» WORK ORDER: Find out how many lines of the listing below include "unclear" and report only that number.
________
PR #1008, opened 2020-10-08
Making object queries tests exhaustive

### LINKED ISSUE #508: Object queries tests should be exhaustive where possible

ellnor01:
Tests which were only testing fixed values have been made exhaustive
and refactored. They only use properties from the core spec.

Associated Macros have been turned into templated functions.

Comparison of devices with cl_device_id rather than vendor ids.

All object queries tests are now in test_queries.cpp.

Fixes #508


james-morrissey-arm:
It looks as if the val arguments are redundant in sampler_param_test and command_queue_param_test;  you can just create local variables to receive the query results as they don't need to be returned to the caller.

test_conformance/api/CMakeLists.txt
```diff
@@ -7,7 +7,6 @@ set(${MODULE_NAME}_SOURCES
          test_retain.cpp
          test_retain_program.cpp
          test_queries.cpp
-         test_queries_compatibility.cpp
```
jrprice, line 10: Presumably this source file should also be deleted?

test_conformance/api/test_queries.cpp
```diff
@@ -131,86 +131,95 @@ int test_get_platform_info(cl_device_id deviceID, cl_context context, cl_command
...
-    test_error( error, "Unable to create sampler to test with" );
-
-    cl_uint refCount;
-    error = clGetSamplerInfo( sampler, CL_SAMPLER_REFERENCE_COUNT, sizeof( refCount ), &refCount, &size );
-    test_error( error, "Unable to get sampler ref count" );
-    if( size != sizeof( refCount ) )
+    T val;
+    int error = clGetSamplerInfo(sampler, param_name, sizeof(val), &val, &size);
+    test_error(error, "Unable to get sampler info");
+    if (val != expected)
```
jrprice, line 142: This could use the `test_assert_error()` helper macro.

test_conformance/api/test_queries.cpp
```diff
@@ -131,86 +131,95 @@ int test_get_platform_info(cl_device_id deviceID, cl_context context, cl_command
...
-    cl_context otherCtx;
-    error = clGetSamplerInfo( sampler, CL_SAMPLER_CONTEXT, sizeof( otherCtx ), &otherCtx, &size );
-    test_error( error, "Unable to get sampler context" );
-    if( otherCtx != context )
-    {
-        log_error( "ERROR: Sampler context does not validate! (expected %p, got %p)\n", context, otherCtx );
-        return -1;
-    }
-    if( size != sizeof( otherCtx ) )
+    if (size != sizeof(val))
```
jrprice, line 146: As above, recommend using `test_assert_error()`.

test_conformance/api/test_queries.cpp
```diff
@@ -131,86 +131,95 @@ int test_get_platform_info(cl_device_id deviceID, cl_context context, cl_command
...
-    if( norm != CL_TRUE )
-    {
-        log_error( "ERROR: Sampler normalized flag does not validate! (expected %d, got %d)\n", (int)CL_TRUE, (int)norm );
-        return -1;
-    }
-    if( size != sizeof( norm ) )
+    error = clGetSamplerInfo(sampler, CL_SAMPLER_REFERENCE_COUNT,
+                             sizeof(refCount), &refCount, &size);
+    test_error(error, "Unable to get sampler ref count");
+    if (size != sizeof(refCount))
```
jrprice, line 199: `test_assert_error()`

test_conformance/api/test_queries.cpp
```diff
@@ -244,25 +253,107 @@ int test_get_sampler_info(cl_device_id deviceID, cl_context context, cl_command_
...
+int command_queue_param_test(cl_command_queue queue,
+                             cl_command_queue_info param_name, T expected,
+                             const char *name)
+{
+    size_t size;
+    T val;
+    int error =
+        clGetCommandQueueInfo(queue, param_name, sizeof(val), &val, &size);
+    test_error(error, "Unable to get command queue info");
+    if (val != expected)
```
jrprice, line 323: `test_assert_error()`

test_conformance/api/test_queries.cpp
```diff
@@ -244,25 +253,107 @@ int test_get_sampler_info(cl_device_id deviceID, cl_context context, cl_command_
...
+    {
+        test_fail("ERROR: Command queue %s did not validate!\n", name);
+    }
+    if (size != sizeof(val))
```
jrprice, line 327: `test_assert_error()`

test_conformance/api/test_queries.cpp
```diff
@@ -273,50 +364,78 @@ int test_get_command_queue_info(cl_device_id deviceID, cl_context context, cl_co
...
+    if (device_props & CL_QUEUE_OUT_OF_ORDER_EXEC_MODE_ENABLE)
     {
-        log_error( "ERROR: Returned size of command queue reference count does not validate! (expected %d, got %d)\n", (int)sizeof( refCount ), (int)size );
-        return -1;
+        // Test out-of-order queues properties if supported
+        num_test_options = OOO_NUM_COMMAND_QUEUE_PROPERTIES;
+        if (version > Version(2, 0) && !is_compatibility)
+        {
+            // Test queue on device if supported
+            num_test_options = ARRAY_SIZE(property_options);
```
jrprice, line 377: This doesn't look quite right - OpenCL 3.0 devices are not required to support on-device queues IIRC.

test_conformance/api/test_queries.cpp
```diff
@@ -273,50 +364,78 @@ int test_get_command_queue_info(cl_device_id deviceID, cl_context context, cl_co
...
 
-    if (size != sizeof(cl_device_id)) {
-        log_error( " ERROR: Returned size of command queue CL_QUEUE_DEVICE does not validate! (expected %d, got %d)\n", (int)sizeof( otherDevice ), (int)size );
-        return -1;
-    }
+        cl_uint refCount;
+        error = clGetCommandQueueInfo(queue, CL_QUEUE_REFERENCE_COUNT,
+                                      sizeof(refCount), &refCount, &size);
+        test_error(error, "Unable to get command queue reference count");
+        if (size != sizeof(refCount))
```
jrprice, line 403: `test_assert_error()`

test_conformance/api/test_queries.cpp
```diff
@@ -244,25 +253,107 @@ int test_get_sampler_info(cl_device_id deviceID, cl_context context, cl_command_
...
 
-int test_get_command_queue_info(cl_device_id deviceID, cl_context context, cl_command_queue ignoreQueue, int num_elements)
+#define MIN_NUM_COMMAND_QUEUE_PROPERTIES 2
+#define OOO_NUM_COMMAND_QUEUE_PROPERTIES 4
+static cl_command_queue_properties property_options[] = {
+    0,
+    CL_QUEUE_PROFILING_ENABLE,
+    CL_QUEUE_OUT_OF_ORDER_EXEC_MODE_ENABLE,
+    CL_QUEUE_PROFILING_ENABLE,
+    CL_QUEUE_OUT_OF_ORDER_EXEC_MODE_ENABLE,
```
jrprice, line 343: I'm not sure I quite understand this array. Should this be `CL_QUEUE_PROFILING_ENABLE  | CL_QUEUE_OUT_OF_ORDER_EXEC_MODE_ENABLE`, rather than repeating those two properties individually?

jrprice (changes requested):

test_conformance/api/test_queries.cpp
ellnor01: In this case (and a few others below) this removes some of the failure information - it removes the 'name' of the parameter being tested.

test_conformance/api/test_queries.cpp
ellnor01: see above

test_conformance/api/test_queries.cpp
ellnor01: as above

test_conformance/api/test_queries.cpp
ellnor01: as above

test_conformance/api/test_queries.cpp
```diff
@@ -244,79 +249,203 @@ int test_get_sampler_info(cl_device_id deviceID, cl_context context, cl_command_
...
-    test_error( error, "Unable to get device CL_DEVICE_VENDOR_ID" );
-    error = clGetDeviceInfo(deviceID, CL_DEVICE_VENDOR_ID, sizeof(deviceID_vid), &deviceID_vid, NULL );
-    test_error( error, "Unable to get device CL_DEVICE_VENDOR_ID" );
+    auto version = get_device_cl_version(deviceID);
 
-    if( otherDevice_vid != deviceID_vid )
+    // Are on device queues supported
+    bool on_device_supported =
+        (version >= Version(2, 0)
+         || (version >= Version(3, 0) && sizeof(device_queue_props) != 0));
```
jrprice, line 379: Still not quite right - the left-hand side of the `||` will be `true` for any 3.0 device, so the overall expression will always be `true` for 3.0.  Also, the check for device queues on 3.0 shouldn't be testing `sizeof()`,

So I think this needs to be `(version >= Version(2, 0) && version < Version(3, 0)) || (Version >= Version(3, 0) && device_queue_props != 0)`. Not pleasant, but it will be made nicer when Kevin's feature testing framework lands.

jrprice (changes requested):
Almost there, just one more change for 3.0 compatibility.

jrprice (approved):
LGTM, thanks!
________
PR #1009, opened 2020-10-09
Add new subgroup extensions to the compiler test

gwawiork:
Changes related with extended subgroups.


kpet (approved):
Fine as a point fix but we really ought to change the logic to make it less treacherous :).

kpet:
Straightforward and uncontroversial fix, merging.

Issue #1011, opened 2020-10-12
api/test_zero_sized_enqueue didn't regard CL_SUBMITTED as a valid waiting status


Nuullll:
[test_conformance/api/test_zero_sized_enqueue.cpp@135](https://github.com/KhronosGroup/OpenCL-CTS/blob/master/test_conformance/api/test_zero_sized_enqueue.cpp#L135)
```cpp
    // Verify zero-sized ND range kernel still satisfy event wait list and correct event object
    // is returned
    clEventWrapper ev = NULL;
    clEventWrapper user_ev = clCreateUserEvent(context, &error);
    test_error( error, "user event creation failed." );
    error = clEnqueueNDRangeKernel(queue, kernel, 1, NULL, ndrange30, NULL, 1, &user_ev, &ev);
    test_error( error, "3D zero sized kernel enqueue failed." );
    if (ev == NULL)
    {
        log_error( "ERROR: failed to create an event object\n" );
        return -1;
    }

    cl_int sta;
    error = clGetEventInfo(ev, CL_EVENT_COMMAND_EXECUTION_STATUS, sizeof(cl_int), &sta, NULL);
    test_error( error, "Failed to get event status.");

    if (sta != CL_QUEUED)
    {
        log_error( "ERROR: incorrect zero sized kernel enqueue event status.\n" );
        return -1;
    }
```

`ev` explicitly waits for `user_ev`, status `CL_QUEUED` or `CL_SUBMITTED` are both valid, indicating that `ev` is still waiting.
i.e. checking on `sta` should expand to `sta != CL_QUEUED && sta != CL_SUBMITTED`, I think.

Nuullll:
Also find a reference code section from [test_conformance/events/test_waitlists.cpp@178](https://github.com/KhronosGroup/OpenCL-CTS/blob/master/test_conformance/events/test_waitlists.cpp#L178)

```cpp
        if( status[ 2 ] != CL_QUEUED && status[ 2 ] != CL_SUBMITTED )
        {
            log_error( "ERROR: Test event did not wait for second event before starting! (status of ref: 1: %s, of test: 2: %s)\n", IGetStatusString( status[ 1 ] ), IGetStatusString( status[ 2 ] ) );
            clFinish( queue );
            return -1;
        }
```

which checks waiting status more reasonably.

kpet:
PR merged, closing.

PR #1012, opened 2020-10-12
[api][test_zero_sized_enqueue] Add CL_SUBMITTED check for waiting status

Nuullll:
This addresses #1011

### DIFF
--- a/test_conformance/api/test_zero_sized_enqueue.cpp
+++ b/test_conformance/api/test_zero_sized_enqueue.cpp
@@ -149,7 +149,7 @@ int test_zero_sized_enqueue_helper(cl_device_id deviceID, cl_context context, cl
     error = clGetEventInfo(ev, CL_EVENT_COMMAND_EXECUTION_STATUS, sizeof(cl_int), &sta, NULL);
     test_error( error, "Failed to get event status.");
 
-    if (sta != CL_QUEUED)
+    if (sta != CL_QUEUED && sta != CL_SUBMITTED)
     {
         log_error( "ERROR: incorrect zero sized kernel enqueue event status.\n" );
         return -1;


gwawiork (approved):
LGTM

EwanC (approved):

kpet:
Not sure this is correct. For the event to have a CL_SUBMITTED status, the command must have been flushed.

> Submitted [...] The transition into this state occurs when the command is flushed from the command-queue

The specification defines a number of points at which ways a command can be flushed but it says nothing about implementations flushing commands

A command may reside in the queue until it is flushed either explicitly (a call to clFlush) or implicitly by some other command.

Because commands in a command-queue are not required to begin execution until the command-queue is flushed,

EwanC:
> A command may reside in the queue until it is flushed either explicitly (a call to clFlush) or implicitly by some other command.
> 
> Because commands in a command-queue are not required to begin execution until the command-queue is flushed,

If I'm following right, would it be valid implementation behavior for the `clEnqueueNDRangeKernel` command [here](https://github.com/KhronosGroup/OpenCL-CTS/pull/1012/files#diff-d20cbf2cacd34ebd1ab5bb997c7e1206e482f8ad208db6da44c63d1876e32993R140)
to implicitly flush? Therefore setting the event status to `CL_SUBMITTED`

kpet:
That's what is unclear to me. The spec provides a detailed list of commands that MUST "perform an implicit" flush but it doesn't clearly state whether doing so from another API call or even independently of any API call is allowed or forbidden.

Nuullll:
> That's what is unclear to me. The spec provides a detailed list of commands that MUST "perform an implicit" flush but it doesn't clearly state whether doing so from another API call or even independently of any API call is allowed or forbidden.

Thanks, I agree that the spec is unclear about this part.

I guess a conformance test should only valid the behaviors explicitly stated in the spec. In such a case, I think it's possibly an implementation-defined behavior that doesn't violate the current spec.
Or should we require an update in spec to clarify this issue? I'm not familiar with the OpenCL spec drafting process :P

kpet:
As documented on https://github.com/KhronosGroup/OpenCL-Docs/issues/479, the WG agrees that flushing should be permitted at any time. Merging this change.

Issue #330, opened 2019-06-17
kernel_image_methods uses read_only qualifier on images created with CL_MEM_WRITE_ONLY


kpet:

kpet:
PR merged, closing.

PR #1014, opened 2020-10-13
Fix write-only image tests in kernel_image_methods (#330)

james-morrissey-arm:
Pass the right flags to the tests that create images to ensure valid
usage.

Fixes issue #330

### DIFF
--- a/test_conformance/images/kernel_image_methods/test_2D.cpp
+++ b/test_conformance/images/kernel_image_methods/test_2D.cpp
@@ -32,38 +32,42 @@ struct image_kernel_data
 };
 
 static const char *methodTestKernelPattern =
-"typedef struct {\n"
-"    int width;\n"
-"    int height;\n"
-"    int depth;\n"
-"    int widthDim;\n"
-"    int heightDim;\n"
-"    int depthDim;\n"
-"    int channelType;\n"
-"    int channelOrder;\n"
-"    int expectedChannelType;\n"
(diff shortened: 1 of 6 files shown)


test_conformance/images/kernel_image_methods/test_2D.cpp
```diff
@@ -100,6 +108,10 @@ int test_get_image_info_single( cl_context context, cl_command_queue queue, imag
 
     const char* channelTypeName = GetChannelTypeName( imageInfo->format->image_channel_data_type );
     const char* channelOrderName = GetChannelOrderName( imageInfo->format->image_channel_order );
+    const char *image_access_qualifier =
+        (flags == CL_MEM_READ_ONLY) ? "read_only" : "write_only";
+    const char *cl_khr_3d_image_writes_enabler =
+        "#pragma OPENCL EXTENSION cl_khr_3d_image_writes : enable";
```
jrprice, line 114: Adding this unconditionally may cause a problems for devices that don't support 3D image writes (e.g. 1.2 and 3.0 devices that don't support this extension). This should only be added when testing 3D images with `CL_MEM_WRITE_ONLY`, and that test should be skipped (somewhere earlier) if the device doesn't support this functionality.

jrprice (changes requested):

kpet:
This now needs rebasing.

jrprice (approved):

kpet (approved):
________
» ANSWER TO THE EXERCISE: 3